Research quantifies literary trends
By Ester Khachatryan, The Dartmouth Staff
Published on Wednesday, May 9, 2012
Math department chair and computer science professor Daniel Rockmore and a team of researchers, including James Hughes Adv ’12 and Nicholas Foti Adv ’12, studied the evolution of literary styles using mathematical and statistical analysis of English-language literature to explore a “rich area of collaboration,” Rockmore said.
In a published report of their findings in the Proceedings of the National Academy of Sciences, the researchers concluded that the literary styles of modern authors vary from their predecessors more than authors of previous eras. This gap between authors and their immediate predecessors has widened over generations in a quantifiable manner.
“The study confirms the possibility of computations and quantitative techniques as another way to look at cultural artifacts,” Rockmore said.
The researchers focused on the usage of “content-free words” to study similarities in the structure of literary styles since the year 1550. Hughes, who studies computer science and was a co-author of the research study, said that content-free words like prepositions, conjunctions, articles and numbers are useful for analysis because they do not convey meaning. While content words provide an analysis of subject matter, content-free words provide an analysis of writing style.
The research analyzed data from 7,733 books written by 537 authors available through the Gutenberg Digital Library.
English professor Barbara Will said the findings reflect innovations in the fields of literature and translation that have made world literature accessible to modern authors.
“I think there is a way in which the globalizing of our world has diversified the way in which literary styles are manifested,” Will said.
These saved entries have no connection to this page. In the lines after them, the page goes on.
PR #607, opened 2023-06-20
Keep original aws-auth configuration when the new value cannot be parsed

suzaku:
In the current implementation, a value like `rokeMappings` is always
reinitialized to an empty slice for any `Added` or `Modified` event:

`roleMappings = make([]config.RoleMapping, 0)`

And then, even when there's parse errors detected, it's passed to
`saveMap` with other probably valid data, and inside `saveMap` the field
`ms.roles` is, again, always reinitialized to an empty slice.

## It took only one typo in `aws-auth` to break a whole EKS cluster

We have introduced an error in the `mapRoles` configuration recently
like the following:

`time="2023-06-13T09:35:43Z" level=warning **msg="Errors parsing
configmap: [yaml: line 13: did not find expected key]"**`

And this change alone broke the whole EKS cluster because, as explained
above, `ms.roles` is always reinitialized to an empty slice and now even
the nodes in cluster get `access denied` because of the `ARN is not
mapped` error.

*To make EKS clusters less fragile*, we should keep the original
configuration if the new one is malformed.

### DIFF
--- a/pkg/mapper/configmap/configmap.go
+++ b/pkg/mapper/configmap/configmap.go
@@ -110,60 +110,74 @@ func (err ErrParsingMap) Error() string {
 	return fmt.Sprintf("error parsing config map: %v", err.errors)
 }
 
+// ParseMap parses a ConfigMap for mapUsers, mapRoles and mapAccounts.
+// If a configuration is not correctly encoded in YAML, nil will be returned for the corresponding value.
 func ParseMap(m map[string]string) (userMappings []config.UserMapping, roleMappings []config.RoleMapping, awsAccounts []string, err error) {
 	errs := make([]error, 0)
 	rawUserMappings := make([]config.UserMapping, 0)
 	userMappings = make([]config.UserMapping, 0)
+	var isMapUsersMalformed bool
 	if userData, ok := m["mapUsers"]; ok {
-		userJson, err := utilyaml.ToJSON([]byte(userData))
-		if err != nil {
+		if userJson, err := utilyaml.ToJSON([]byte(userData)); err != nil {
 			errs = append(errs, err)
+			isMapUsersMalformed = true
 		} else {
-			err = json.Unmarshal(userJson, &rawUserMappings)
-			if err != nil {
+			if err := json.Unmarshal(userJson, &rawUserMappings); err != nil {
 				errs = append(errs, err)
-			}
-
-			for _, userMapping := range rawUserMappings {
-				err = userMapping.Validate()
-				if err != nil {
-					errs = append(errs, err)
-				} else {
-					userMappings = append(userMappings, userMapping)
+				isMapUsersMalformed = true
+			} else {
+				for _, userMapping := range rawUserMappings {
+					err = userMapping.Validate()
+					if err != nil {
+						errs = append(errs, err)
+					} else {
+						userMappings = append(userMappings, userMapping)
+					}
 				}
 			}
 		}
+	}
+	if isMapUsersMalformed {
+		userMappings = nil
 	}
 
 	rawRoleMappings := make([]config.RoleMapping, 0)
 	roleMappings = make([]config.RoleMapping, 0)
+	var isMapRolesMalformed bool
 	if roleData, ok := m["mapRoles"]; ok {
-		roleJson, err := utilyaml.ToJSON([]byte(roleData))
-		if err != nil {
+		if roleJson, err := utilyaml.ToJSON([]byte(roleData)); err != nil {
 			errs = append(errs, err)
+			isMapRolesMalformed = true
 		} else {
-			err = json.Unmarshal(roleJson, &rawRoleMappings)
-			if err != nil {
+			if err := json.Unmarshal(roleJson, &rawRoleMappings); err != nil {
 				errs = append(errs, err)
-			}
-
-			for _, roleMapping := range rawRoleMappings {
-				err = roleMapping.Validate()
-				if err != nil {
-					errs = append(errs, err)
-				} else {
-					roleMappings = append(roleMappings, roleMapping)
+				isMapRolesMalformed = true
+			} else {
+				for _, roleMapping := range rawRoleMappings {
+					err = roleMapping.Validate()
+					if err != nil {
+						errs = append(errs, err)
+					} else {
+						roleMappings = append(roleMappings, roleMapping)
+					}
 				}
 			}
 		}
 	}
+	if isMapRolesMalformed {
+		roleMappings = nil
+	}
 
 	awsAccounts = make([]string, 0)
+	var isMapAccountsMalformed bool
 	if accountsData, ok := m["mapAccounts"]; ok {
-		err := yaml.Unmarshal([]byte(accountsData), &awsAccounts)
-		if err != nil {
+		if err := yaml.Unmarshal([]byte(accountsData), &awsAccounts); err != nil {
 			errs = append(errs, err)
+			isMapAccountsMalformed = true
 		}
+	}
+	if isMapAccountsMalformed {
+		awsAccounts = nil
 	}
 
 	if len(errs) > 0 {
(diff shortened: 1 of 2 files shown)


suzaku:
@nckturner PTAL

jyotimahapatra:
From a functionality perspective, how useful is it to allow authenticator to keep running on stale value? When the authenticator process/pod restarts, the new authenticator cannot really parse the values and eventually fail. If there is a problem, authenticator should rather fail immediately. 
Can you describe a bit about how the change handles authenticator restarts?

suzaku:
> From a functionality perspective, how useful is it to allow authenticator to keep running on stale value? When the authenticator process/pod restarts, the new authenticator cannot really parse the values and eventually fail. If there is a problem, authenticator should rather fail immediately. Can you describe a bit about how the change handles authenticator restarts?

If an essential component like `authenticator` fails as I described, you can't even use `kubectl` because all access will be denied.
For example, someone might accidentally introduce extra whitespace when adding a new role, I think it's much safer to keep the original value instead of suddenly disconnecting all kubelets with the API server by clearing the existing values.

There are cases where we should fail immediately, for example, when writing a command line program, you can validate the user input and fail immediately with some meaningful message, but `authenticator` configuration update is not such a scenario IMHO. 

I agree that on restarts, the version with my change would still read the incorrect configuration and the `roles` would be empty because there's no `original value` to keep, but it's the same case with the current implementation, right? 

> 
> Also, can you specify which EKS version is being used?

It's `eks.7` with `Kubernetes 1.24`.

jyotimahapatra:
> suddenly disconnecting all kubelets with the API server by clearing the existing values

I reason with this but this could go both ways. We can choose to let the older values still work, but then there is no indication to the user that a mistake has been made. Finding the error abruptly later is only delaying it.

There may be other usecases related to security that may have to be evaluated before letting stale values be allowed. EKS is trying out a webhook to disallow such erroneous updates to the configmap. 
Could I request you to provide the cluster arn here or in a support ticket where you are able to still update an erroneous change to the configmap? The EKS team will look into the reason why the webhook is not working as expected.

suzaku:
> > suddenly disconnecting all kubelets with the API server by clearing the existing values
> 
> I reason with this but this could go both ways. We can choose to let the older values still work, but then there is no indication to the user that a mistake has been made. Finding the error abruptly later is only delaying it.
> 
> There may be other usecases related to security that may have to be evaluated before letting stale values be allowed. EKS is trying out a webhook to disallow such erroneous updates to the configmap. Could I request you to provide the cluster arn here or in a support ticket where you are able to still update an erroneous change to the configmap? The EKS team will look into the reason why the webhook is not working as expected.

Since `ConfigMap` itself doesn't prevent such updates, it would be great if EKS can provide such validations and prevent dirty data in the first place.
But it seems to not be working correctly, after understanding the root cause of the incident, one of our SRE engineers tried to create a new EKS cluster and updated`aws-auth` to include an invalid `map-roles` and he managed to reproduce the issue.
Can you try creating a new EKS cluster and see if you can successfully update the `map-roles` section of `aws-auth` to include invalid `YAML` data?

ivelichkovich:
New clusters should have validation in place that prevents this. Can you please open a support ticket and on the support ticket share specific details for how to reproduce and information on which clusters you were able to reproduce on so we can investigate further.

jyotimahapatra:
> Can you try creating a new EKS cluster and see if you can successfully update the map-roles section of aws-auth to include invalid YAML data?

Can i have a sample yaml that fails. The webhook just uses [this](https://github.com/kubernetes-sigs/aws-iam-authenticator/blob/master/pkg/mapper/configmap/configmap.go#L113) function from authenticator to validate. Its not very advanced because of backward compat considerations. We're handling the most common errors we see.

suzaku:
> > Can you try creating a new EKS cluster and see if you can successfully update the map-roles section of aws-auth to include invalid YAML data?
> 
> Can i have a sample yaml that fails. The webhook just uses [this](https://github.com/kubernetes-sigs/aws-iam-authenticator/blob/master/pkg/mapper/configmap/configmap.go#L113) function from authenticator to validate. Its not very advanced because of backward compat considerations. We're handling the most common errors we see, which will not break live clusters.

Cool, I think calling `ParseMap` is good enough for detecting malformed YAML contents.
I guess my colleague used `eks.7` for the testing cluster, do you know in which version of EKS is the webhook introduced?

jyotimahapatra:
> do you know in which version of EKS is the webhook introduced?

The webhook is added for  new clusters. We'll make the changes next week such that its added for existing clusters too. I did check by creating a new cluster that the webhook will help prevent the error condition you're facing.

suzaku:
> > do you know in which version of EKS is the webhook introduced?
> 
> The webhook is added for new clusters. We'll make the changes next week such that its added for existing clusters too. I did check by creating a new cluster that the webhook will help prevent the error condition you're facing.

Do you mean clusters with latest version or any newly created EKS?

jyotimahapatra:
> Do you mean clusters with latest version or any newly created EKS?

Should be available for any newly created EKS 1.22+ cluster. (I tested on 1.26 cluster). Let me know how it goes

mohanpedala:
@jyotimahapatra I have a question even though the clusters are old, we keep updating them with the latest aws eks versions; at what point does this webhook being bootstrapped with the new clusters?

As per your comments, new clusters will have the webhook in place; we replicated the same issue in Version 1.24 in a new ephemeral cluster.

We are happy to discuss more on this issue.

ivelichkovich:
> @jyotimahapatra I have a question even though the clusters are old, we keep updating them with the latest aws eks versions; at what point does this webhook being bootstrapped with the new clusters?
> 
> As per your comments, new clusters will have the webhook in place; we replicated the same issue in Version 1.24 in a new ephemeral cluster.
> 
> We are happy to discuss more on this issue.

Can you please share the steps to reproduce this? What exact changes are you making to the configmap?

mohanpedala:
> > @jyotimahapatra I have a question even though the clusters are old, we keep updating them with the latest aws eks versions; at what point does this webhook being bootstrapped with the new clusters?
> > As per your comments, new clusters will have the webhook in place; we replicated the same issue in Version 1.24 in a new ephemeral cluster.
> > We are happy to discuss more on this issue.
> 
> Can you please share the steps to reproduce this? What exact changes are you making to the configmap?

* When we are adding a role to the configmap we accidentally delete a letter in the key and saved the config

### To replicate the issue, here are the steps.
* If you are spinning a new cluster, you have to remove the validatingwebhookconfiguration eks-aws-auth-configmap-validation-webhook

* If you are running on a cluster older than 3 to 4 weeks from the date of this comment. You most probably won't see the eks-aws-auth-configmap-validation-webhook

* Edit aws-auth configmap - See the below example ConfigMap the error is present in line 13 key "rolearn"
```yaml
apiVersion: v1
data:
  mapAccounts: |
    []
  mapRoles: |
    - "groups":
      - "system:bootstrappers"
      - "system:nodes"
      "olearn": "arn:aws:iam::xxxx:role/node-role"
      "username": "system:node:{{EC2PrivateDNSName}}"
    - "groups":
      - "system:masters"
      "rolearn": "arn:aws:iam::xxxxx:role/AWSReservedSSO_AdministratorAccess_1234567890"
      "username": "aws_sso_admin"
  mapUsers: |
    []
immutable: false
kind: ConfigMap
metadata:
  creationTimestamp: "2023-07-07T15:50:37Z"
  labels:
    app.kubernetes.io/managed-by: Terraform
    terraform.io/module: terraform-aws-modules.eks.aws
  name: aws-auth
  namespace: kube-system
```

mohanpedala:
> @jyotimahapatra I have a question even though the clusters are old, we keep updating them with the latest aws eks versions; at what point does this webhook being bootstrapped with the new clusters?
> 
> As per your comments, new clusters will have the webhook in place; we replicated the same issue in Version 1.24 in a new ephemeral cluster.
> 
> We are happy to discuss more on this issue.

@jyotimahapatra The cluster I created was a week before your change was introduced, I can now see the webhook in all newly created clusters.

The researcher found that between 1550 and 1783, the availability of literary texts was relatively low, so authors were strongly influenced by a small group of previous texts. This process led to common trends of phrasing, syntax and grammar that remained “relatively unchanged” for extensive periods of time.
As the number of works increased in later periods, authors were influenced by subsets of available literature, in turn producing increasingly diverse works. By the 20th century, authors were more strongly influenced by their contemporaries than predecessors, the researchers found.
“I think this type of large scale analysis can tell us things about how style changes over time at a macro level and about how style is changing,” Hughes said. “So in that sense it contributes to our understanding of the concept of literary style.”
Will said that the study is an example of “distant reading,” a new way of looking at literature that focuses on literary trends across many works.
Distant reading is part of the larger “digital humanities” movement that seeks to analyze literature using computers and mathematical techniques, rather than close reading and qualitative analysis, according to an article by Kathryn Schulz published in the New York Times on June 24, 2011.
While digital humanities is hailed by some scholars as an opportunity to revitalize the humanities field, English professor Aden Evens said that the new path provided by digitization will also appeal to scientists, social scientists, engineers and university administrators who manage the research opportunities and classes allotted to each area of discipline.
“What I am worried about is that we are asked to set aside what most distinguishes the humanities — our ability to perform critiques of ambiguity — and instead we are being asked to supplant it with a view of knowledge that promotes certainty, statistical or numerical style analyses, absolute and clear distinctions,” Evens said.
Stanford University English professor Ursula Heise, who studies 20th-century fiction, poetry and theories of modernism and postmodernism said that quantitative methodologies will never replace traditional readings of literary texts.
“In interpreting what the numbers mean, you have to bring in all the knowledge of literary genres, history, literary history, institutions, authors, methods of publishing and distribution that you acquire in the normal course of literary studies,” Heise said.
She said that computer-based analysis of texts can, however, provide opportunities to ask new questions about literature.
While Will said quantitative analysis provides for new ways of thinking about literature, she questioned whether content-free words are sufficient in determining an author’s style.
“I think it can help just by giving us more information, but I don’t think ultimately it necessarily ‘enriches our sympathies,’ which is George Elliot’s definition of literature,” Will said. “But it can be really interesting and useful for people who want to look at trends in literary study.”
Critiques of quantifying authorial style are “incredibly pertinent,” according to Hughes, who acknowledged that researchers using automatic or computational tools do not claim to employ the “best” approach.
“The point is really that traditional analyses that take into account the intangible or unquantifiable factors can benefit from the addition of quantitative evidence,” he said.
Rockmore, Hughes and Daniel Graham, a researcher at the University of Vienna’s psychology department, also developed a method in 2011 for mathematically analyzing drawings to distinguish authenticity, according to a College press release. In addition, the research team developed a web tool, “WriteLikeMe,” that enables writers to compare their writing style to the styles of past authors.